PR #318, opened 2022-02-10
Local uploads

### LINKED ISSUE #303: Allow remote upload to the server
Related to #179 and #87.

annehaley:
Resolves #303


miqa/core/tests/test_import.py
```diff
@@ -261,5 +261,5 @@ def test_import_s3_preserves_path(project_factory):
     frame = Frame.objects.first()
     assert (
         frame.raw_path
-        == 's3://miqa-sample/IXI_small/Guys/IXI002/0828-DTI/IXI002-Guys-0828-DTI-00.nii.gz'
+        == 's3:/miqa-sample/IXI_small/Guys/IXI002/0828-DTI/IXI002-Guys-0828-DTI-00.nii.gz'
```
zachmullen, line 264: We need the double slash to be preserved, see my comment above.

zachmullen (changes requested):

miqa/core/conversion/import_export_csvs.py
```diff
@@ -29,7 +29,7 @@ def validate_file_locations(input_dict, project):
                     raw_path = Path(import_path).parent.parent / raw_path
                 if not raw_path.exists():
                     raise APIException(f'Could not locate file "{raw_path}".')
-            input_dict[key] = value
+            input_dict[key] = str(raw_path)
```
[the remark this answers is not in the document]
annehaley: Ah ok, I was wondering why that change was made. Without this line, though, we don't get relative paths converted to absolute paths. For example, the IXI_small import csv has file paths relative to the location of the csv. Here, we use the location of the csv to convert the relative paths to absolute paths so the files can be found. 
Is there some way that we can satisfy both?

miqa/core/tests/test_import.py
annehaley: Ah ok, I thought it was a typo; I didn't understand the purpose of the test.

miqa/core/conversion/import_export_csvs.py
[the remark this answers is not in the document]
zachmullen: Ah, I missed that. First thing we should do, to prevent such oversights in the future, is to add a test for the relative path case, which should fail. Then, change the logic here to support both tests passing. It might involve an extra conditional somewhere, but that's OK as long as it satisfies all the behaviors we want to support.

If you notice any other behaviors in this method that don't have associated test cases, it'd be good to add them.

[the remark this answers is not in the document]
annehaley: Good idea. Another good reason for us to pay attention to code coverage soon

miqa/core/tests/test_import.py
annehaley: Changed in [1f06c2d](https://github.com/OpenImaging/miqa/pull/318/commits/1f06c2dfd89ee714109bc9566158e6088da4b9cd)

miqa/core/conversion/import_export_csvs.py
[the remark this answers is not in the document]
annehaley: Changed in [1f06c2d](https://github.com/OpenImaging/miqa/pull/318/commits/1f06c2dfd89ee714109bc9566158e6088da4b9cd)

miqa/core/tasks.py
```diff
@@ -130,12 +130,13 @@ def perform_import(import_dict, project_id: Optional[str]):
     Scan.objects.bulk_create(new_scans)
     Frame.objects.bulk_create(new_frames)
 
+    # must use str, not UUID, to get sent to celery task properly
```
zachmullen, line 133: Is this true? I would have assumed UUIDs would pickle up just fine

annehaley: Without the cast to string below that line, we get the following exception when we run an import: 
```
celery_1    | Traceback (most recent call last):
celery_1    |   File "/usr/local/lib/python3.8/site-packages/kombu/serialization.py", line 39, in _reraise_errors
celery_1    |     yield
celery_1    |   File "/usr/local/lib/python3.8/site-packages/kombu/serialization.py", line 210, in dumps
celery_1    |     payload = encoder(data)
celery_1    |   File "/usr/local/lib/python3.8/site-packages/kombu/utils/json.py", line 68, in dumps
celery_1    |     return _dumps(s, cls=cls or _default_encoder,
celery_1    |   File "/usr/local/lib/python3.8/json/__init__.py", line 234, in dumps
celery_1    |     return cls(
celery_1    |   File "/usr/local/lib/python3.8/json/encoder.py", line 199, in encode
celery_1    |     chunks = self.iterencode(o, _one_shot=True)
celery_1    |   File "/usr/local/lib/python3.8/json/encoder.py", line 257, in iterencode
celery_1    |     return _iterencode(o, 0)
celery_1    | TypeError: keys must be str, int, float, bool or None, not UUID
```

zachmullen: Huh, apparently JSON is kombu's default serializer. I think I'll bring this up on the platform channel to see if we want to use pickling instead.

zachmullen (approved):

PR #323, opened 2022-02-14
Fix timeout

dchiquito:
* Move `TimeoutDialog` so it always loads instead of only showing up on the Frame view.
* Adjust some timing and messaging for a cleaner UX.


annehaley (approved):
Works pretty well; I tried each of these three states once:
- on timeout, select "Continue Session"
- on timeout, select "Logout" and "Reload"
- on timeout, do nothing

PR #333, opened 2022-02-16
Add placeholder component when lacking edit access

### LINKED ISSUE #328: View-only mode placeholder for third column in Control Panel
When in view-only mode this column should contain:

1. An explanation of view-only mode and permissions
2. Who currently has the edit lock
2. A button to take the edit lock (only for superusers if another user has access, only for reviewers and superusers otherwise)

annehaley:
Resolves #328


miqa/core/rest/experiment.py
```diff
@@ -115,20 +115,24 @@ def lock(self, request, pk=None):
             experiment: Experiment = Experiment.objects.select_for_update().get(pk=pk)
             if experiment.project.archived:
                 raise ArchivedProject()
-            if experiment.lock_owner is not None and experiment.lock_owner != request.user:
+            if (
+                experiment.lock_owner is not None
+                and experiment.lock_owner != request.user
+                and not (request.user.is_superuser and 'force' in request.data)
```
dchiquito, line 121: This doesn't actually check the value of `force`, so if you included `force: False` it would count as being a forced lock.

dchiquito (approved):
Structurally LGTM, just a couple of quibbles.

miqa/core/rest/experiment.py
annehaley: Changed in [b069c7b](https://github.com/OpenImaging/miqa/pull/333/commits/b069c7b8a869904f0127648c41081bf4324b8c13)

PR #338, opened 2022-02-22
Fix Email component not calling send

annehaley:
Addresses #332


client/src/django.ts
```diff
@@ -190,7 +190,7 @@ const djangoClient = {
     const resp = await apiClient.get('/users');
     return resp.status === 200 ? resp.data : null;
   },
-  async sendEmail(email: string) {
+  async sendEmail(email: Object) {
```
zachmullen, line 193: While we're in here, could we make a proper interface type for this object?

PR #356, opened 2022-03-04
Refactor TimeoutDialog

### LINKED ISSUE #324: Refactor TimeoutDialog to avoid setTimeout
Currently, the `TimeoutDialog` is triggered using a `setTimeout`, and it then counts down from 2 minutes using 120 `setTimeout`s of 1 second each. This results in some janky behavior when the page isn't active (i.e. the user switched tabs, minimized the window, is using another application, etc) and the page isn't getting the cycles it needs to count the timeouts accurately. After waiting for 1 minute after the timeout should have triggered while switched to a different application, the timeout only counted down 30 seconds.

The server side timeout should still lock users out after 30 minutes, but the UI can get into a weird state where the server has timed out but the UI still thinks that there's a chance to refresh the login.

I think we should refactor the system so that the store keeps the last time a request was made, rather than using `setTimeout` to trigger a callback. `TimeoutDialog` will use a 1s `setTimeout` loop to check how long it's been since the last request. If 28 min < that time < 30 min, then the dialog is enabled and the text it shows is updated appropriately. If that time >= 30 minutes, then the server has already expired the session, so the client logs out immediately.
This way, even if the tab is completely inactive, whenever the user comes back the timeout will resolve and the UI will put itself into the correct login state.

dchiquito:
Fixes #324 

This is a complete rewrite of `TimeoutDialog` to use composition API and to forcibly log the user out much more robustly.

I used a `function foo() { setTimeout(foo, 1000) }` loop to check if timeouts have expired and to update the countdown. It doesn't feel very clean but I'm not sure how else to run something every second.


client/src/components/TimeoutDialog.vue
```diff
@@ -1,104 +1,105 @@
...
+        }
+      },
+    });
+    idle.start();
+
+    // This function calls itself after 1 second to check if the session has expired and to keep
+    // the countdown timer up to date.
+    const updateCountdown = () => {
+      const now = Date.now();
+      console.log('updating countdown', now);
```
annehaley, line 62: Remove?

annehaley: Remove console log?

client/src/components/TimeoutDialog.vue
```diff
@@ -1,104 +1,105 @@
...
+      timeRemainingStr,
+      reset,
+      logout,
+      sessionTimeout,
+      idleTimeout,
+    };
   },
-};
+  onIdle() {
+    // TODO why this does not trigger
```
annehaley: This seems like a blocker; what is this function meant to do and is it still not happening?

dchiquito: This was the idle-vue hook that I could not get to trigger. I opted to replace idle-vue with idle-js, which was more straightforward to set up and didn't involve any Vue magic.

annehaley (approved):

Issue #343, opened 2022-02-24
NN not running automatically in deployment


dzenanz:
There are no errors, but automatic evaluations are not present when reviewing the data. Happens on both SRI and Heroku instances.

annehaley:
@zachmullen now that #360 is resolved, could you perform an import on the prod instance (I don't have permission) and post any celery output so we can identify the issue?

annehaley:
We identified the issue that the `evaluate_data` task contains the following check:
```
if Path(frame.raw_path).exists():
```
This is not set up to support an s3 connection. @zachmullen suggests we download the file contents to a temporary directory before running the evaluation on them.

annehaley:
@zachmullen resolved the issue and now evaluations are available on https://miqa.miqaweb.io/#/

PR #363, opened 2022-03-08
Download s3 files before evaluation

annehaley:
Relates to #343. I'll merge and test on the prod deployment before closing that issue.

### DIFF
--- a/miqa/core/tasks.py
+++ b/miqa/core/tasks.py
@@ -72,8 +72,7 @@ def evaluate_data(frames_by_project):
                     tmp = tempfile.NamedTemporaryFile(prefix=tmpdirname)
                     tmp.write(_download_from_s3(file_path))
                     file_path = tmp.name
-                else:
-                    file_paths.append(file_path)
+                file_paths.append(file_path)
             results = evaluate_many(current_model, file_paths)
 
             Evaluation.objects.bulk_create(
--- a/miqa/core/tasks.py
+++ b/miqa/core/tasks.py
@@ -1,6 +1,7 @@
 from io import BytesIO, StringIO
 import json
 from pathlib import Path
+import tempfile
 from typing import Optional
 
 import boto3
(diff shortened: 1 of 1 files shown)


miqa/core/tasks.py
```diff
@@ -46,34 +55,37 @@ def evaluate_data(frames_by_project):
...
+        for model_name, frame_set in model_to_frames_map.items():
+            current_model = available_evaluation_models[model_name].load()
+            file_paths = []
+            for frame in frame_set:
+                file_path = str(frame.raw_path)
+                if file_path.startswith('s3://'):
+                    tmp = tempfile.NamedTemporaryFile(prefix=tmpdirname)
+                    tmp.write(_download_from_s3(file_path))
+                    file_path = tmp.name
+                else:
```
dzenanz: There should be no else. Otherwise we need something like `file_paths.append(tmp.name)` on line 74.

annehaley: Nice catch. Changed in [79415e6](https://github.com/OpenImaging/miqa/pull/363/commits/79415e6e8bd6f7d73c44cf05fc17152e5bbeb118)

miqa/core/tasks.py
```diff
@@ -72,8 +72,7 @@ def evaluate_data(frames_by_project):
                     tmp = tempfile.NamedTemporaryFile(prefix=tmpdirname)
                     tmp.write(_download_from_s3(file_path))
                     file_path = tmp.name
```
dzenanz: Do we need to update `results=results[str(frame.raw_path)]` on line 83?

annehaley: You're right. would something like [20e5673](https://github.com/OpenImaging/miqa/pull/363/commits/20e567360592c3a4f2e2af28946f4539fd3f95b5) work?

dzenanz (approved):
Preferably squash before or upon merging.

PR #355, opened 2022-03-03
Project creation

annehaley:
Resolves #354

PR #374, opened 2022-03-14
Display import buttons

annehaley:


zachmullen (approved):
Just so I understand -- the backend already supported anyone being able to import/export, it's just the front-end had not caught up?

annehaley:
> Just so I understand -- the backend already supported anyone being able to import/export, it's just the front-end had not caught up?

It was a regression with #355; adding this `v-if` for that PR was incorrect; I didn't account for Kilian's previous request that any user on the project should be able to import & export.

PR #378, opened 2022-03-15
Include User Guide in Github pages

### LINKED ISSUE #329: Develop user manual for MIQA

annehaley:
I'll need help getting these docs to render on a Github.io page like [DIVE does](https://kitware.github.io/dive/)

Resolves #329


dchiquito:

What to work on:
Each line that includes the string "last" should be copied from the data.

Solution for this exercise:
celery_1    | Traceback (most recent call last):
I think we should refactor the system so that the store keeps the last time a request was made, rather than using `setTimeout` to trigger a callback. `TimeoutDialog` will use a 1s `setTimeout` loop to check how long it's been since the last request. If 28 min < that time < 30 min, then the dialog is enabled and the text it shows is updated appropriately. If that time >= 30 minutes, then the server has already expired the session, so the client logs out immediately.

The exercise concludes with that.